What the task asks:
Set down, unchanged, the line with "Remove ambiguous symbols (part 5)" and everything after it through the last line of the data.

Recorded data:

==========

PR #15379, opened 2024-06-30
Remove ambiguous symbols (part 5)

donho:
Relace TCHAR, generic_string & TEXT("") par wchar_t, wstring & L"" respectively.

==========

Answer to this problem:
Remove ambiguous symbols (part 5)

donho:
Relace TCHAR, generic_string & TEXT("") par wchar_t, wstring & L"" respectively.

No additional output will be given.